MALE ORDER

Makeup for men – and genderless makeup – is becoming mainstream.

Portrait of Tammy Strobel

Makeup for men – and genderless makeup – is becoming mainstream. What’s fuelling the trend, just how different is it from cosmetics targeted at women, and what will happen next? Aileen Lalor reports.

When makeup artist Larry Yeo started his career on the retail floor at M.A.C in the early noughties, male customers weren’t a rarity as such. “They would buy concealers to hide zits, under-eye circles or hickeys,” he says. “Or sometimes, I would see them in foundation that was three shades too light for their skin, because they’d borrowed their girlfriend’s makeup.”

That’s no longer a necessity. Makeup for men has bubbled along for years – JeanPaul Gaultier’s now defunct Monsieur line came out in 2008, while men’s skincare label Lab Series launched BB Tinted Moisturizer (£33, or S$57.30, www.mrporter.com) in 2012. Then, there are genderless products from brands like Make Up For Ever, Sisley and M.A.C, which have never overtly aimed their products at women. M.A.C, in particular, has always championed inclusivity with its “all races, all genders, all ages” mantra, and has a number of products that are particularly loved by men, including its Brow Gel ($34), and Face and Body Foundation ($56). And of course, periodically, cultural movements would make it acceptable for men to don makeup – from the ancient Egyptians to glam-rockers, punks, goths and New Romantics.

Now, things seem to be reaching the mainstream, both in terms of launches and interest. Market research firm Mintel predicted that gender-neutral beauty was one of the big trends to watch for last year, reporting that “consumers are moving away from traditional gender stereotypes and expectations… they are going to come to expect brands to push a gender-neutral message to the fore of their new product development and marketing campaigns”. And beyond gender-neutral, more are launching men-specific products – in 2017, there was Tom Ford with a small “For Men” range that included a Hydrating Lip Balm ($51) and Concealer ($78, Tangs). Now, there’s Chanel with its Boy de Chanel male makeup range of three products: Lip Balm ($55), Foundation ($114) and Brow Pencil ($62).

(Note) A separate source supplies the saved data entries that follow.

PR #63185, opened 2026-03-09
Guard 2 to 3+ migration against custom Dag bundle configs using startup-based initialization

jason810496:
- related: #47592
- closes: #63323

## Why

Some users encounter a flaky error during 2.x → 3.1+ upgrades. If the deployment configures any bundle other than the default `dags-folder`, the `0082_3_1_0_make_bundle_name_not_nullable` migration writes a single hard-coded bundle name that no longer matches the user's runtime config, so triggering a DagRun raises:

https://github.com/apache/airflow/blob/450a08e78499fbd6d21d2d6dc2392dff9dbfda98/airflow-core/src/airflow/dag_processing/bundles/manager.py#L333-L345

Reproducible edge cases:

**Case 1**: Dag bundle name is not `dags-folder`

```bash
AIRFLOW__DAG_PROCESSOR__DAG_BUNDLE_CONFIG_LIST='[{"name": "main", "classpath": "airflow.dag_processing.bundles.local.LocalDagBundle", "kwargs": {"path": "/files/dags", "refresh_interval": 1}}]'
```

**Case 2**: Multiple custom Dag bundles

```bash
AIRFLOW__DAG_PROCESSOR__DAG_BUNDLE_CONFIG_LIST='[{"name": "main1", "classpath": "airflow.dag_processing.bundles.local.LocalDagBundle", "kwargs": {"path": "/files/dags", "refresh_interval": 1}}, {"name": "main2", "classpath": "airflow.dag_processing.bundles.local.LocalDagBundle", "kwargs": {"path": "/files/dags", "refresh_interval": 1}}]'
```

In both cases the migration inserts `dags-folder` rather than the configured bundle, leaving the Dag rows pointing at a `bundle_name` that the running deployment cannot resolve.

## How

- At `DagFileProcessorManager` startup, after `sync_bundles_to_db` flushes the latest bundle state, scan `DagModel` for legacy-candidate rows (NULL `relative_fileloc` and no `DagVersion` for that `dag_id`) and route them to the most-specific configured bundle whose absolute `path` contains the Dag's `fileloc`. `relative_fileloc` is written at the same time so fileloc-based stale-detection works later.
[...]

PR #70586, opened 2026-07-28
Fix deactivation of stale zip-packaged DAGs

SamWheating:
#### The Issue:

When deactivating DAGs, airflow compares the `DagFileStat` generated by the manager to a DAG's fileloc in order to identify DAGs which were not seen on the most recent file parse. 

However, when processing zip-packaged DAGs, the DAG's relative_fileloc will be the value of `__file__` reported by zipfile, which includes the inner path within the zip archive (ex: `path/to/some/dag_package.zip/my_dag.py`).

Meanwhile the parsing stats used to index the `last_parsed` dictionary use the path of the archive file itself (ex:  `path/to/some/dag_package.zip`) since there is a single entry per file-parsed.

As a result, when looking at zip-packaged DAGs the `last_parsed.get()` lookup here will never return a value:
https://github.com/apache/airflow/blob/1438ea3587031417cc85d74323235cf087a058fb/airflow-core/src/airflow/dag_processing/manager.py#L481-L489

And thus zip-packaged DAGs are never properly deactivated. 

This issue doesn't surface too often, since most DAGs will also be caught by the `deactivate_deleted_dags` function which properly evaluates them based on inner paths. However for files which produce multiple DAGs ("dag factories") or DAGs which are renamed within a file, this second mechanism won't work either, since DAGs can be removed without the source file being removed.

As a result, certain DAGs within a zip file will never be removed and airflow will continue to attempt to schedule and run them. I have reproduced this issue in breeze on the latest version of `main`.

#### The Fix:

Within the `deactivate_stale_dags` function, we can just remove the inner part of the fileloc for zip-packaged DAGs to obtain the actual filepath of the archive itself. I've added this as a private method on the class, but it could also be added as a property on the `DAG` model itself.

---

No

### DIFF
--- a/airflow-core/src/airflow/dag_processing/manager.py
+++ b/airflow-core/src/airflow/dag_processing/manager.py
@@ -452,20 +452,6 @@ class DagFileProcessorManager(LoggingMixin):
         """Clean up stale DAG bundle version usage records."""
         BundleUsageTrackingManager().remove_stale_bundle_versions()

Several factors are fuelling all this. First, there’s the blurring of the gender binary and an expansion of what masculinity means. K-pop stars have always been groomed and perfected, but they’ve become increasingly so – compare photos of Rain from a decade ago with that of BTS, the most phenomenal and trendiest of male K-pop stars today. According to Korean Research firm Opensurvey, 15 per cent of Korean men regularly wear BB cream. At the end of last year, Korean beauty company Hera joined forces with Korean fashion label Blindness on a limited edition makeup collection. This was not aimed particularly at men, but the packaging reflected Blindness’s genderless aesthetic. Products include a special version of Hera’s wildly popular Black Cushion ($75, from the brand’s Ion flagship and Takashimaya counter) printed with an illustration of a king’s and queen’s faces merged into one gender-ambiguous entity aptly dubbed “Quings”.

“Koreans attach a high significance to one’s appearance. Consequently, many Korean men are highly interested in grooming,” says Jason Lee, Hera’s chief makeup artist. “Soft, charismatic characters that show strong masculinity and strength are well-loved. The ideal male image is highlighted in advertisements and dramas, where men are required to become perfect physically, mentally and emotionally. The perfect guy needs to be healthy, as well as muscular, and have beautiful, clear skin.”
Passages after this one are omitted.